Observability you actually need
The three metrics I track for every LLM integration:
Token usage by endpoint. LLM costs scale with tokens, not requests. A single endpoint that passes a 10,000-token system prompt on every call will dominate your API bill within days.
// After every LLM call
$this->metrics->increment('llm.tokens.prompt', $response->usage()->promptTokens);
$this->metrics->increment('llm.tokens.completion', $response->usage()->completionTokens);
$this->metrics->timing('llm.latency_ms', $response->latencyMs());
Classification confidence / tool call success rate. For structured outputs — classifications, function calls, JSON extraction — the model will occasionally return malformed output. Track the parse failure rate. If it climbs above 2%, your prompt is degrading, the model was silently updated, or the input distribution shifted.

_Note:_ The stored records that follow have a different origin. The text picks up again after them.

PR #4352, opened 2024-09-27
Make ImplDecls evaluate to themselves.

zygoloid:
Change ImplDecls so they evaluate to themselves in general, rather than
having a special case in import handling that pretends that they do.


zygoloid:
Depends on #4336; only review the last commit in this PR.

jonmeow (approved):
Thanks! Approving and leaving it to you to figure out merges.

PR #4353, opened 2024-09-27
Fix invocation issues with clang runner

jonmeow:
`ToolContext` should be explicitly initialized.

`-c` can still require a valid, writable `-o` path.


toolchain/driver/clang_runner.cpp
```diff
@@ -135,7 +135,10 @@ auto ClangRunner::Run(llvm::ArrayRef<llvm::StringRef> args) -> bool {
   // busybox of LLD as well, and having even the subprocesses consistently run
   // the Carbon install toolchain and not a system toolchain whenever possible.
   driver.CC1Main = [](llvm::SmallVectorImpl<const char*>& argv) -> int {
-    llvm::ToolContext tool_context;
+    // TODO: Try to a better path for argv[0] (maybe in the LLVM install paths).
+    // This works for now.
```
chandlerc:
```suggestion
    // TODO: Try to use a better path for argv[0] (maybe in the LLVM install
    // paths). This works for now.
```

chandlerc (approved):
LGTM

PR #4355, opened 2024-10-01
When converting an expression to type `type`, retain the resulting instruction as well as the `TypeId`.

zygoloid:
The `TypeId` is lossy, as it represents only the canonical type, and not the specific computation that produced it.


chandlerc (approved):
Nice, LG! (just helping out with reviews)

PR #4358, opened 2024-10-01
Add comma between the arguments to the `bind_symbolic_name` instruction

josh11b:


chandlerc (approved):
LG

toolchain/check/testdata/alias/no_prelude/fail_params.carbon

Queue depth before and after. If you are doing LLM work in background jobs, queue depth is the leading indicator of whether your worker count is keeping pace with request volume.
The rewrite question, answered honestly
Is Python better for LLM work? For pure ML research, training, and fine-tuning — yes, unambiguously. For building LLM-augmented features on top of an existing PHP system: the gap is smaller than the migration cost in almost every case I have evaluated.
The question to ask is not "which language is better for LLMs" but "where does the business logic live that the LLM needs to act on?" If it is in a PHP system with ten years of domain modelling, you are not going to replicate that in six months in a new Python service. You will end up with a thin Python wrapper calling your PHP API, and you will have paid full price for the rewrite without gaining anything that LLPhant could not have done from within PHP.